A development team building an online application in the AWS cloud uses a code-scanning tool to check for the absence of AWS-specific container technologies. They check that they only use established open source (like Kubernetes) instead of cloud-specific technology (like AWS Lambda).

Example of a holistic fitness function

A development team performs an architecture review of their system every three months. They identify risks that potentially impede its portability. After the review, they gather all risks and implement mitigations.

Summary

Some quality attributes are easier to measure than others. Remember that the above list is not an exhaustive list of possible quality attributes or fitness functions you could build. It is essential to focus on your system's most important quality attributes and build valuable fitness functions for those.

Further Information: Tools

Below, you can find a selection of tools to implement fitness functions for your system.

Grafana K6

Use for: Performance, Reliability

You can use Grafana K6 to put the system under load and measure its availability and performance. You can also use it for synthetic monitoring and implement a continuous fitness function in your production environment.

Chaos Mesh

Use for: Reliability

Use Chaos Mesh to inject faults into your Kubernetes environment. You can make pods or nodes fail and randomly increase network latency or CPU load.

AWS Fault Injection Service

Use for: Reliability

With the AWS Fault Injection Service, you can inject faults into AWS services, similar to Chaos Mesh with Kubernetes.

Snyk

Use for: Security

Snyk is a commercial security scanning tool that you can integrate into your deployment pipeline. It scans your code for antipatterns and remarks suspicious configurations in your Infrastructure as Code.

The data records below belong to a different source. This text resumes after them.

PR #341, opened 2025-04-22
fix(ASUS Ally): don't crash out of driver init if attrs fail

flukejones:
Instead of bombing out of the driver init process allow IP to keep working as the majority of parts should still be usable.

PR #425, opened 2025-08-11
fix(Ally X): add limited functionality if asus_ally_hid driver is not available

ShadowApex:
This change adds limited support for the Ally X controller if Luke Jone's `asus_ally_hid` driver is not present.


pastaq:
While we're touching this, we should also add backported support for hid-asus-ally. The refactored asus-ally-hid won't get accepted upstream and has issues that caused SteamOS, CachyOS, etc to go back to the earlier version.

ShadowApex:
> While we're touching this, we should also add backported support for hid-asus-ally. The refactored asus-ally-hid won't get accepted upstream and has issues that caused SteamOS, CachyOS, etc to go back to the earlier version.

Isn't that already supported? According to Luke it should work with both?:
https://github.com/ShadowBlip/InputPlumber/pull/341/commits/b03624b0236d34da5b12a7007e9fa80f8d009d8f

pastaq (approved):

PR #426, opened 2025-08-15
fix(Generic Gamepad): ignore Framework Laptop 16 keyboard

LukeShortCloud:


LukeShortCloud:
In case it's useful for the future, here's the full `udevadm info` for that device.

[udevadm-info-framework-16-keyboard-ansi-system-control.txt](https://github.com/user-attachments/files/21804103/udevadm-info-framework-16-keyboard-ansi-system-control.txt)

PR #432, opened 2025-09-08
fix(Legion Go/2): Improve Touchpad Support

pastaq:
- Delay release events when using tap to click. This enables the use of Steam Input overlays by preventing the overlay from deactivating before the click event is registered.
- Improve rejecting the firmware "hold to click" mode.
- While at it, do some housekeeping with variable names and logging.


rootfs/usr/share/inputplumber/devices/50-legion_go_2.yaml
```diff
@@ -0,0 +1,129 @@
...
+      product_id: "{61e[b-d]}" # Don't grab 5/e, thats FPS mode Keyboard events
+      handler: event*
+  # Don't block evdev gamepad, used for rumble
+  - group: gamepad
+    unique: false
+    evdev:
+      name: "{Lenovo Legion Controller for Windows,Generic X-Box pad}"
+      vendor_id: "17ef"
+      product_id: "{61e[b-e]}"
+      handler: event*
```
ShadowApex, line 68: Do we want to filter out these events? E.g.

```yaml
    ...
    events:
      # Block input events, but use device for output events
      exclude:
        - "*"
```

src/drivers/iio_imu/driver.rs
```diff
@@ -1,8 +1,16 @@
...
+    fs::File,
+    io::{self, BufRead, BufReader},
+};
 
 use industrial_io::{Channel, ChannelType, Device, Direction};
 
-use crate::drivers::iio_imu::info::MountMatrix;
+use crate::{
+    drivers::iio_imu::info::MountMatrix,
+    input::capability::{Capability, Source},
```
ShadowApex, line 12: Ideally drivers should be standalone modules that do not rely on any InputPlumber data types. I would like to eventually move each of these drivers into their own crate that does not have any InputPlumber dependencies.

src/drivers/lego/driver.rs
```diff
@@ -0,0 +1,628 @@
...
+
+use crate::input::capability::Source;
+use crate::udev::device::UdevDevice;
+use crate::{
+    drivers::lego::{
+        event::{ImuAxisInput, TouchAxisInput, TouchButtonEvent},
+        hid_report::GamepadMode,
+        CLICK_DELAY, PAD_FORCE_NORMAL, RELEASE_DELAY, XINPUT_COMMAND_ID,
+    },
+    input::capability::Capability,
```
ShadowApex, line 17: Same thing here, we should try not to rely on InputPlumber data types inside the driver implementations.

src/drivers/lego/driver.rs
```diff
@@ -0,0 +1,628 @@
...
+        let Some(parent) = device.parent() else {
+            return Ok(HashSet::from([
+                Capability::Accelerometer(Source::Left),
+                Capability::Accelerometer(Source::Right),
+                Capability::Accelerometer(Source::Center),
+                Capability::Gyroscope(Source::Left),
+                Capability::Gyroscope(Source::Right),
+                Capability::Gyroscope(Source::Center),
+            ]));
+        };
```
ShadowApex, line 92: If you want, you can reduce the amount of duplication here by defining a constant:

```suggestion
        const DEFAULT_FILTER: [Capability; 6] = [
            Capability::Accelerometer(Source::Left),
            Capability::Accelerometer(Source::Right),
            Capability::Accelerometer(Source::Center),
            Capability::Gyroscope(Source::Left),
            Capability::Gyroscope(Source::Right),
            Capability::Gyroscope(Source::Center),
        ];
        let device = self.udev_device.get_device()?;
        let Some(parent) = device.parent() else {
            return Ok(HashSet::from(DEFAULT_FILTER));
        };
```

src/drivers/lego/driver.rs
```diff
@@ -0,0 +1,628 @@
...
+                    y: state.touch_y,
+                })));
+            }
+        }
+        events
+    }
+
+    fn start_click(&mut self) -> Vec<Event> {
+        if self.is_clicked {
+            log::debug!("Regecting extra click");
```
ShadowApex:
```suggestion
            log::debug!("Rejecting extra click");
```

src/input/event/value.rs
```diff
@@ -132,28 +118,28 @@ impl InputValue {
...
                             },
-                            // Gamepad Button -> Keyboard
                             Capability::Keyboard(_) => Ok(self.clone()),
-                            // Gamepad Button -> Touchpad
                             Capability::Touchpad(touch) => match touch {
                                 Touchpad::LeftPad(_) => Err(TranslationError::NotImplemented),
                                 Touchpad::RightPad(_) => Err(TranslationError::NotImplemented),
                                 Touchpad::CenterPad(_) => Err(TranslationError::NotImplemented),
                             },
-                            // Gamepad Button -> Touchscreen
```
ShadowApex, line 150: Why were these comments removed?

src/input/source/evdev/gamepad.rs
```diff
@@ -524,6 +524,8 @@ impl SourceOutputDevice for GamepadEventDevice {
                     capabilities.push(OutputCapability::ForceFeedback);
                     capabilities.push(OutputCapability::ForceFeedbackUpload);
                     capabilities.push(OutputCapability::ForceFeedbackErase);
+                    capabilities.push(OutputCapability::Haptics(Haptic::TrackpadLeft));
+                    capabilities.push(OutputCapability::Haptics(Haptic::TrackpadRight));
```
ShadowApex, line 528: Is there a reason these output capabilities are added for all evdev gamepads that support force feedback...?

src/input/source/mod.rs
```diff
@@ -9,6 +9,7 @@ use std::{
 };
 
 use ::evdev::FFEffectData;
+use clap::error::Result;
```
ShadowApex:
```suggestion
```

ShadowApex (changes requested):

src/drivers/iio_imu/driver.rs
pastaq: ~~I know, but I'm not going to replicate our massive match tree of all capabilities now for something we're not going to do for a while. If we decide to actually do that we can translate to driver events and send those.~~

Thinking on it more, I can just match on the supported capabilities list instead. That will eliminate unused events and limit depth.

src/input/event/value.rs
pastaq: CA to fill missing members removed them

src/input/source/evdev/gamepad.rs
pastaq: Because they are translated in the driver to evdev ffb, but it won't ever get there because they aren't reported as supported. Without this you get no rumble from deck targets to evdev sources

src/drivers/lego/driver.rs
pastaq: Thanks, I meant to go back and do that

src/input/source/evdev/gamepad.rs
pastaq: https://github.com/ShadowBlip/InputPlumber/blob/206d05b8bd35e20484be499b773e80514bbffed7/src/input/source/evdev/gamepad.rs#L581-L587

src/drivers/iio_imu/driver.rs
pastaq: This will require a refactor of how Event is handled entirely. Currently, Events and their values create a type. (e.g. Event::Axis(AxisEvent::LeftAccel(ImuAxisValue))), which causes the match {} to include the value type and value members. To allow Capability -> Event and Event -> Capability will require using a new DeviceEvent {Event, Value} paradigm. I have added an expository TODO for the IMU and Legion Go drivers where Capability is used.

ShadowApex (approved):

PR #435, opened 2025-09-10
fix(OrangePi NEO): Improve Touchpad Support

pastaq:
- Apply similar changes as #432 to improve the OrangePi NEO in the same way.

### DIFF
--- a/src/drivers/opineo/driver.rs
+++ b/src/drivers/opineo/driver.rs
@@ -7,7 +7,10 @@ use std::{
 use hidapi::HidDevice;
 use packed_struct::{types::SizedInteger, PackedStruct};
 
-use crate::udev::device::UdevDevice;
+use crate::{
+    drivers::opineo::event::{TriggerEvent, TriggerInput},
+    udev::device::UdevDevice,
+};
 
 use super::{
     event::{BinaryInput, Event, TouchAxisEvent, TouchButtonEvent},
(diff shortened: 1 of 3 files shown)


src/input/source/hidraw/opineo.rs
```diff
@@ -120,6 +120,16 @@ fn normalize_axis_value(event: event::TouchAxisEvent) -> InputValue {
     }
 }
 
+/// Normalize the trigger value to something between 0.0 and 1.0 based on the
+/// Legion Go's maximum axis ranges.
```
ShadowApex:
```suggestion
/// Orange Pi's maximum axis ranges.
```

src/input/source/hidraw/opineo.rs
```diff
@@ -162,18 +170,33 @@ fn translate_event(event: event::Event, touchpad_side: TouchpadSide) -> NativeEv
...
     Capability::Touchpad(Touchpad::RightPad(Touch::Button(TouchButton::Press))),
     Capability::Touchpad(Touchpad::RightPad(Touch::Motion)),
 ];
 
-pub const OUTPUT_CAPABILITIES: &[OutputCapability] = &[
-    OutputCapability::ForceFeedback,
-    OutputCapability::LED(LED::Color),
-];
+/// List of all output capabilities that the OrangePi NEO supports
+pub const OUTPUT_CAPABILITIES: &[OutputCapability] = &[OutputCapability::ForceFeedback];
```
ShadowApex, line 202: Does the OrangePi Neo not support LEDs?

src/drivers/opineo/driver.rs
```diff
@@ -197,15 +221,38 @@ impl Driver {
...
+        log::trace!("Last touch elapsed: {:?}", self.last_touch.elapsed());
+        self.is_clicked = false;
+        let mut events = Vec::new();
+        let event = Event::TouchButton(TouchButtonEvent::Left(BinaryInput { pressed: false }));
+        events.push(event);
+        // The touchpad doesn't have a force sensor. The deck target wont produce a "click"
+        // event in desktop or lizard mode without a force value. Simulate a 1/4 press to work
+        // around this.
+        let event = Event::Trigger(TriggerEvent::PadForce(TriggerInput { value: 0 }));
+        events.push(event);
```
ShadowApex, line 255: Instead of emulating the touch force in the source device, can we instead handle this in the target device(s)?

src/input/source/hidraw/opineo.rs
pastaq: It has RGB that is only controlled through button combo's on the device. OrangePi did not want to spend the money for an API for the MCU.

src/drivers/opineo/driver.rs
pastaq: I'd rather not manage source device edge cases in target devices.

PR #436, opened 2025-09-10
fix(polkit): check feature flag before creating new dbus connection

ShadowApex:
Small improvement to new polkit logic.


src/dbus/polkit.rs
```diff
@@ -1,13 +1,17 @@
-use zbus::{fdo, message::Header, Connection};
+use std::collections::HashMap;
+use zbus::zvariant::{OwnedValue, Value};
```
pastaq, line 2: Where are these new imports used?

ShadowApex: In the code in this file. These weren't used before because the entire function was conditionally removed based on a feature flag.

PR #489, opened 2026-01-05
feat(ForceFeedback): add dbus interface for scale

ShadowApex:
Control the sensitivity of force feedback.


pastaq:
I'm not convinced about this approach. I think it makes more sense to handle at the source device level instead of at the event level.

Hint: Snyk is a commercial tool. Non-commercial and open-source tools are available, but they are often specific to frameworks and programming languages.

SonarQube

Use for: Maintainability

SonarQube measures source code, identifies code smells, and calculates maintainability metrics.

Teamscale

Use for: Maintainability

Teamscale, like SonarQube, performs source code analysis and calculates metrics like clone coverage. It can also check whether your code's modularization fits the one specified in architecture models.

Accessibility Checker

Use for: Usability

The Accessibility Checker checks your website against accessibility compliance rules like the WCAG.

AWS Config

Use for: Performance, Reliability, Security, Portability

Use the AWS Config to assess configurations of your cloud infrastructure.

LASR

Use for: Performance, Reliability, Security, Maintainability, Usability

The Lightweight Approach for Software Reviews (short LASR) is an approach to software reviews targeted to be performed by development teams themselves. You can use it as a fitness function for all quality attributes. However, keep in mind that it has weaknesses in objectivity since it relies on the knowledge and assumptions of the team performing the review (which, in this case, is the same team as building the system).